I'm kind of with you, up until here:
_*8: "Blank canvas, choose the paint can"*_ - don't know what that means - ?

Also after I close the original (choose not to save), another canvas opens but the thing that's in it isn't my gif, it's a canvas of gray & white checks. I'm working with something gray but have never seen the thing in the window before. 
This happens at the same point when I also don't get instruction #8 above, so I am doubly stumped. 
I've gotten that far 4 times, that same graphic always opens at the same time.

How extremely nice that you came back with instructions!


----------



## i hate ram (Jul 28, 2003)

the grey/white checkboxes means that you have a 'transparent' background and there is nothing on the page. i guess you're using an older version of ps... i'm using CS 8.

on step 8, i mean that now you should have a blank canvas on your screen (in this case, with the little checkboxes). on the tool panel on the left side, choose the paint can. if you don't see it, look for something that looks like a gradient and switch it to the paint can.


----------



## hewee (Oct 26, 2001)

There are also lots of effect plugins you can get.

http://www.mehdiplugins.com/english/seamlessborder.htm

No install needed. Just put in a plugin folder.

http://www.redfieldplugins.com/filterSeamlessWorkshop.htm

With the Redfield Plugins it has most all of them in one install but you can pick what pluins you want to install.


----------



## marie500 (May 6, 2002)

I end up with something that doesnt look like the pattern, just a grayish piece of vague texture. It could possibly be a hugely magnified portion of one of the lines in it, that's just a guess. It could be another file entirely, doesn;t look like what I started with. I've tried it with several other different patterns now. Does it matter if they're small to start with? My design is a gray-plaid, 32x32. I end up with a gray texture-appearing thing - no pattern just a texture of sorts. All I can think is it's something in extreme closeup.

Also I don't actually see the design in the dropdown menu, all colors seem wrong and nothing really looks like what I started with there, either. I take a stab, pick something that looks close. But eventually I DO end up trying most of them anyway, except none are the right ones.

Gee, sorry, you didn't mean to start running a whole lesson for me - sorry-


----------



## hewee (Oct 26, 2001)

http://www.google.com/search?hl=en&q=seamless+tiles

Also Titling Software

http://www.bakhter.com/html/3d/titling_software.html


----------



## hewee (Oct 26, 2001)

Also it you got the image you want a tile of post it and I can play with it for you because I have tile programs.


----------



## belithrawien (Aug 6, 2003)

First of all, check to be sure you are in RGB mode, and not grayscale.
To create a tiling pattern in photoshop, you can also use this method.

1. Select the pattern you wish to tile
2. Press CTRL+A ( Selects the entire image for you )
3. Go to Edit > Define Pattern ( choose a name or use default )
( you can close this image without saving now )
4. Create your new blank document that you wish to fill the tiling image with.
5. Go to Edit > Fill ( Choose Pattern ) and scroll to the pattern you just created.

( some screenshots to help are below )


----------



## sekirt (Mar 28, 2003)

Easiest way....if you use Outlook Express (Don't use Outlook but probably similar)

1) Open blank email.

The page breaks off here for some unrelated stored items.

PR #9903, opened 2022-12-07
feat(pdk): allow plugin to fetch its id

StarlightIbuki:
### Summary

Exposing plugins' UUID as fields `id` of plugin config objects.

### Checklist

### Full changelog

- New PDK function `kong.plugin.get_id()`
  - plugin.lua 
  - new file's entry in rockspec
- Test
  - 05-pdk_spec.lua
  - spec/fixtures/custom_plugins/kong/plugins/get-plugin-id/*
- Change existing usage of `conf.__key__`
  - kong/plugins/*

### Issue reference

Implement FTI-4019

### DIFF
--- a/CHANGELOG.md
+++ b/CHANGELOG.md
@@ -98,7 +98,7 @@
 
 #### PDK
 
-- PDK now support getting plugins' ID with `kong.plugin.get_id`.
+- PDK now supports getting plugins' ID with `kong.plugin.get_id`.
   [#9903](https://github.com/Kong/kong/pull/9903)
 
 ### Fixes
--- a/CHANGELOG.md
+++ b/CHANGELOG.md
@@ -157,8 +157,6 @@
 
 ## 3.2.0
 
-### Addition
-
 ### Breaking Changes
 
 #### Plugins
--- a/CHANGELOG.md
+++ b/CHANGELOG.md
@@ -96,6 +96,11 @@
 - **Proxy-Cache**: add `ignore_uri_case` to configuring cache-key uri to be handled as lowercase
   [#10453](https://github.com/Kong/kong/pull/10453)
 
+#### PDK
+
+- PDK now support getting plugins' ID with `kong.plugin.get_id`.
+  [#9903](https://github.com/Kong/kong/pull/9903)
+
 ### Fixes
 
 #### Core
@@ -151,6 +156,8 @@
   [#10476](https://github.com/Kong/kong/pull/10476)
 
 ## 3.2.0
+
+### Addition
 
 ### Breaking Changes
 
--- a/kong/pdk/plugin.lua
+++ b/kong/pdk/plugin.lua
@@ -1,0 +1,20 @@
+--- Plugin related APIs
+--
+-- @module kong.plugin
+
+
+local _plugin = {}
+
+
+function _plugin.get_id(self)
+  return ngx.ctx.plugin_id
+end
+
+local function new()
+  return _plugin
+end
+
+
+return {
+  new = new,
+}
--- a/kong/plugins/datadog/handler.lua
+++ b/kong/plugins/datadog/handler.lua
@@ -48,12 +48,6 @@ local function compose_tags(service_name, status, consumer_id, tags, conf)
 end
 
 
--- we use plugin instance ID as the queue ID
-local function get_queue_id()
-  return kong.plugin.get_id()
-end
-
-
 local function log(conf, messages)
   local logger, err = statsd_logger:new(conf)
   if err then
@@ -119,7 +113,7 @@ function DatadogHandler:log(conf)
     return
   end
 
-  local queue_id = get_queue_id(conf)
+  local queue_id = kong.plugin.get_id()
   local q = queues[queue_id]
   if not q then
     local batch_max_size = conf.queue_size or 1
--- a/kong/plugins/datadog/handler.lua
+++ b/kong/plugins/datadog/handler.lua
@@ -48,8 +48,9 @@ local function compose_tags(service_name, status, consumer_id, tags, conf)
 end
 
 
-local function get_queue_id(conf)
-  return conf.__key__
+-- we use plugin instance ID as the queue ID
+local function get_queue_id()
+  return kong.plugin.get_id()
 end
 
 
--- a/kong/plugins/opentelemetry/handler.lua
+++ b/kong/plugins/opentelemetry/handler.lua
@@ -37,6 +37,11 @@ local default_headers = {
 local queues = {} -- one queue per unique plugin config
 local headers_cache = setmetatable({}, { __mode = "k" })
 
+-- we use plugin instance ID as the queue ID
+local function get_queue_id()
+  return kong.plugin.get_id()
+end
+
 local function get_cached_headers(conf_headers)
   if not conf_headers then
     return default_headers
@@ -153,7 +158,7 @@ end
 function OpenTelemetryHandler:log(conf)
   ngx_log(ngx_DEBUG, _log_prefix, "total spans in current request: ", ngx.ctx.KONG_SPANS and #ngx.ctx.KONG_SPANS)
 
-  local queue_id = conf.__key__
+  local queue_id = get_queue_id()
   local q = queues[queue_id]
   if not q then
     local process = function(entries)
--- a/kong/plugins/opentelemetry/handler.lua
+++ b/kong/plugins/opentelemetry/handler.lua
@@ -37,10 +37,6 @@ local default_headers = {
 local queues = {} -- one queue per unique plugin config
 local headers_cache = setmetatable({}, { __mode = "k" })
 
--- we use plugin instance ID as the queue ID
-local function get_queue_id()
-  return kong.plugin.get_id()
-end
 
 local function get_cached_headers(conf_headers)
   if not conf_headers then
@@ -158,7 +154,7 @@ end
 function OpenTelemetryHandler:log(conf)
   ngx_log(ngx_DEBUG, _log_prefix, "total spans in current request: ", ngx.ctx.KONG_SPANS and #ngx.ctx.KONG_SPANS)
 
-  local queue_id = get_queue_id()
+  local queue_id = kong.plugin.get_id()
   local q = queues[queue_id]
   if not q then
     local process = function(entries)
--- a/kong/plugins/statsd/log.lua
+++ b/kong/plugins/statsd/log.lua
@@ -27,8 +27,9 @@ local range_cache  = setmetatable({}, { __mode = "k" })
 local _M = {}
 
 
-local function get_queue_id(conf)
-  return conf.__key__
+-- we use plugin instance ID as the queue ID
+local function get_queue_id()
+  return kong.plugin.get_id()
 end
 
 local function get_cache_value(cache, cache_key)
--- a/kong/plugins/statsd/log.lua
+++ b/kong/plugins/statsd/log.lua
@@ -27,11 +27,6 @@ local range_cache  = setmetatable({}, { __mode = "k" })
 local _M = {}
 
 
--- we use plugin instance ID as the queue ID
-local function get_queue_id()
-  return kong.plugin.get_id()
-end
-
 local function get_cache_value(cache, cache_key)
   local cache_value = cache[cache_key]
   if not cache_value then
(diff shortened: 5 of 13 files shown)


kong/runloop/plugins_iterator.lua
```diff
@@ -149,6 +149,7 @@ local function get_plugin_config(plugin, name, ws_id)
   cfg.route_id    = plugin.route    and plugin.route.id
   cfg.service_id  = plugin.service  and plugin.service.id
   cfg.consumer_id = plugin.consumer and plugin.consumer.id
+  cfg.id          = plugin.id
```
flrgh, line 152: I actually had no idea we populated the plugin config table like this--interesting!

I don't have a strong objection to `id`, but what do you think about using `plugin_id` instead? It would be more consistent with the other entities, and I think it seems _slightly_ less likely to conflict with any plugin that may have an `id` field in its config schema.

fffonion:
hold merge and wait for feedback from the linked ticket

vm-001:
https://github.com/Kong/kong/pull/10011/files#diff-cd6e588c072868fde85e57de9490852ea606f36ea14329cc1d13951aaa90dcdaR92

I have to use `conf.__key__` as the plugin's identifier to solve the issue. I think this will be a big convenience for plugin development. 

By the way. Is it possible to add any tests?

StarlightIbuki:
> https://github.com/Kong/kong/pull/10011/files#diff-cd6e588c072868fde85e57de9490852ea606f36ea14329cc1d13951aaa90dcdaR92
> 
> I have to use `conf.__key__` as the plugin's identifier to solve the issue. I think this will be a big convenience for plugin development.
> 
> By the way. Is it possible to add any tests?

Sure. But let's wait until the decision is made.

kong/runloop/plugins_iterator.lua
vm-001: I was planning to add `plugin_custom_name` here on another [PR](https://github.com/Kong/kong/pull/10077). 

After saw the comment here, I was thinking the Plugin entity adds more and more field during its iteration, populating plugin's meta data into config table flatly is not a correct way, it increases the chances of conflict with user's custom plugin.

Perhaps we can fold the plugin's meta data into `meta` field, or even provide different way to access plugin's meta.

```lua
function MyPlugin:access(conf, plugin) 
  -- access plugin's meta
  local plugin_id = plugin.id
  local plugin_custom_name = plugin.custom_name
end
```

kikito: Using the meta is a bit hacky. I think I prefer adding the plugin as a second parameter.

hbagdi:
@fffonion What is the decision that is needed here?
I saw the linked ticket and couldn't figure out the blocker.

This feature request makes sense and we should ship it.

StarlightIbuki:
> @fffonion What is the decision that is needed here? I saw the linked ticket and couldn't figure out the blocker.
> 
> This feature request makes sense and we should ship it.

The original intention of this feature is to allow users to have an identifier to use as a key for plugin instance-level data. But `conf.__key__` could work for this purpose and it's already used by a lot of plugins.
So this is an option to leave it unchanged and tell users we could use the `__key__`.

hbagdi:
> The original intention of this feature is to allow users to have an identifier to use as a key for plugin instance-level data. But conf.__key__ could work for this purpose and it's already used by a lot of plugins.
So this is an option to leave it unchanged and tell users we could use the __key__.

`__key__` was never intended to be exposed to the user. It is the cache key for the plugin entity and the cache key is an internal detail of Kong that can change across versions - it is not part of the public API of Kong or public to the plugin authors.
I agree with you that it is already used by a few plugins, however, those plugins also use it for "internal to Kong" uses.

From what I understand, the motivation for this addition to give plugin authors an identifier that they can use in the plugin code. Then, the plugin code injects the identifier into requests/data generated from the plugin and sent to third-party systems. Plugin ID is the additional piece of metadata that the user can then use to tie a log entry or a request back to a specific plugin in Kong.
With that use-case in mind, it seems that having a value that the user can provide or look up using Kong Manager or Admin API seems like the right thing to do.

I could be understanding this wrong, please let me know if that is the case.

StarlightIbuki:
@hbagdi I prefer the ID solution too. But let's wait until @fffonion could respond.

fffonion:
If we just want to use an unique stuff, I would suggest to provide a PDK function that returns the current executed plugin's id. Putting a random element in a table will make future usage of this field very hard to track compared to a function, and since there're more than one way to access a `unique stuff` it becomes a bad API design. So my suggestions are:
- Make __key__ "public", in a way of making it part of PDK and properly document it.
- Make a different PDK function, which returns the plugin ID of currently executed, and deprecate __key__ usage

Either way we shouldn't go into a state where both `__key__` and `id` exists and are used actively.

kikito:
Syntax wise, I think putting it on a new `kong.plugin.get_xxx` it is the best option of the other ones presented previously (add second parameter to phase, or insert inside the config as a pseudo-field). Feels safer.

Syntax aside, we seem to be deciding between two options: use `plugin.id` or  use `plugin.__key__`. I have a slight preference on `plugin.id` because:
* It is under the control of the user. They can specify/change it on their configs and/or databases, while they cannot modify `__key__` as easily.
* I think plugin.id is more resistant to a config refresh. I believe `__key__` can change its value if we add new plugins to the plugins list, or if we modify the order in which plugins are presented on the config list. The `id` will remain constant as long as it is present in the configuration (for which we probably should write a note). This is better for plugins that need to resist a config change, or a `kong reload`.

I agree with Wangchong in that having both is confusing, if we can eliminate one, let's do it.

spec/fixtures/custom_plugins/kong/plugins/get-plugin-id/handler.lua
```diff
@@ -0,0 +1,10 @@
+local PluginConfigDumpHandler =  {
+  VERSION = "1.0.0",
+  PRIORITY = 1,
+}
+
+function PluginConfigDumpHandler:access(conf)
+  kong.response.exit(200, kong.plugin.get_id())
```
vm-001, line 7: Or we can write to the headers as we will add more and more `kong.plugin.get_xxx()` function into the pdk/plugin in the future?

StarlightIbuki:
> I think plugin.id is more resistant to a config refresh. 
@kikito Yes. Our internal usages of the `__key__` don't persist outside the memory and the `__key__` changes for every restart. If we are going to support this as a persist one, `__key__` is not even an option.

spec/fixtures/custom_plugins/kong/plugins/get-plugin-id/handler.lua
StarlightIbuki: Not sure if that's a good idea to have a custom plugin for multiple irrelevant tests.
Maybe we could build a plugin to execute arbitrary Lua code?

kong/pdk/plugin.lua
```diff
@@ -0,0 +1,20 @@
+--- Plugin related APIs
+--
+-- @module kong.plugin
+
+
+local _plugin = {}
+
+
+function _plugin.get_id(self)
+  return kong.ctx and kong.ctx.plugin and kong.ctx.plugin.id
```
StarlightIbuki, line 10:
```suggestion
  return kong.ctx and kong.ctx.plugin and kong.ctx.plugin._plugin_id
```

kong/pdk/plugin.lua
```diff
@@ -0,0 +1,20 @@
+--- Plugin related APIs
+--
+-- @module kong.plugin
+
+
+local _plugin = {}
+
+
+function _plugin.get_id(self)
```
vm-001, line 9: Should we make a corresponding adjustment to allow this PDK API to be invoked by other languages? Or it will be exposed automatically?

StarlightIbuki: It will be done by manually running a script.

kong/plugins/opentelemetry/handler.lua
```diff
@@ -153,7 +155,7 @@ end
 function OpenTelemetryHandler:log(conf)
   ngx_log(ngx_DEBUG, _log_prefix, "total spans in current request: ", ngx.ctx.KONG_SPANS and #ngx.ctx.KONG_SPANS)
 
-  local queue_id = conf.__key__
+  local queue_id = get_queue_id()
```
hanshuebner, line 158: Lose the extra indirection and invoke `kong.plugin.get_id` directly (also in the other places that have `local get_queue_id = kong.plugin.get_id`.

hanshuebner (changes requested):

kong/plugins/opentelemetry/handler.lua
hanshuebner: This should go in soon so that #10011 and #10172 can be adapted to use the new `kong.plugin.get_id()` function.

StarlightIbuki: Do you mean we should directly call the `get_id()`? Or we should wrap that with a function?

hanshuebner: Directly calling `kong.plugin.get_id()` is the clearest way.  No wrapping is required.

CHANGELOG.md
```diff
@@ -136,6 +136,13 @@
 
 ## 3.2.0
 
+### Addition
+
+#### PDK
+
+- PDK now support getting plugins' ID with `kong.plugin.get_id`.
```
chronolaw, line 143: should this entry be in `unreleased` section?

chronolaw:
This feature may affect PR #10172 .

CHANGELOG.md
```diff
@@ -83,6 +83,11 @@
 - **ACME**: acme plugin now supports configuring an `account_key` in `keys` and `key_sets`
   [#9746](https://github.com/Kong/kong/pull/9746)
 
+#### PDK
+
+- PDK now support getting plugins' ID with `kong.plugin.get_id`.
```
chronolaw, line 88:
```suggestion
- PDK now supports getting plugins' ID with `kong.plugin.get_id`.
```

CHANGELOG.md
```diff
@@ -139,6 +144,8 @@
 
 ## 3.2.0
 
+### Addition
```
chronolaw, line 147: Remove these two lines.

CHANGELOG.md
```diff
@@ -139,6 +144,8 @@
...
+
```
StarlightIbuki, line 148:
```suggestion
```

kong/plugins/datadog/handler.lua
```diff
@@ -48,8 +48,9 @@ local function compose_tags(service_name, status, consumer_id, tags, conf)
 end
 
 
-local function get_queue_id(conf)
-  return conf.__key__
+-- we use plugin instance ID as the queue ID
```
hanshuebner, line 51: Please remove this function and invoke `kong.plugin.get_id()` directly.  The comment will not be needed then, and the code will be easier to understand.

kong/plugins/opentelemetry/handler.lua
```diff
@@ -37,6 +37,11 @@ local default_headers = {
 local queues = {} -- one queue per unique plugin config
 local headers_cache = setmetatable({}, { __mode = "k" })
 
+-- we use plugin instance ID as the queue ID
+local function get_queue_id()
+  return kong.plugin.get_id()
+end
```
hanshuebner, line 43: Remove this function as well.

kong/plugins/statsd/log.lua
```diff
@@ -27,8 +27,9 @@ local range_cache  = setmetatable({}, { __mode = "k" })
 local _M = {}
 
 
-local function get_queue_id(conf)
-  return conf.__key__
+-- we use plugin instance ID as the queue ID
+local function get_queue_id()
+  return kong.plugin.get_id()
 end
```
hanshuebner, line 33: And this one can go, too.

hanshuebner (changes requested):

kong/pdk/plugin.lua
```diff
@@ -0,0 +1,20 @@
...
+  return ngx.ctx.plugin_id
+end
+
+local function new()
+  return _plugin
+end
```
sabertobihwy, line 15: This function is not used in this PR?

StarlightIbuki: It's used at line 19.

hanshuebner (approved):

Click Format->Background->Picture->Navigate to your image.
2) Click File->Save As...
Save it in a .MHT format. It will say .EML, but just type the full filename, such as *Tile.MHT* and click OK.
3) Open the .MHT file you just saved, in Internet Explorer.
4) Take a screen shot and open that in Paint.
5) If the screen shot isn't large enough to fill your requirements, copy and duplicate it in Paint.

sekirt


----------



## marie500 (May 6, 2002)

GOT it! Looks good. My idea will work now. 
Appreciate the step-by-step hand-holding. (* sorry I needed so much of it...)
The blank email trick works too, hey that's pretty clever.

I like the tiling software, now I want that too. I know you're into graphics, hewee, count on you for the good stuff. 
You guys were extremely kind even volunteering to do it yourselves. So glad you always have your thinking caps on..feels REALLY good to get things the way we want.

_(I'm going to save all the attachments and instructions, thanks for a lot of hard work to help me.)_


----------



## hewee (Oct 26, 2001)

There are so many types of tile programs out there ans ways they work.

Then I got to thinking I knew I had other tile programs and there are others that are used for making tiles etc for doing textures. etc for 3D programs.

Buttonz & Tilez is free and does cool effects.
http://www.feldfunker.de/software/bt.htm

It also lets you load images but you can not do as many effects but you can still tile the image.


----------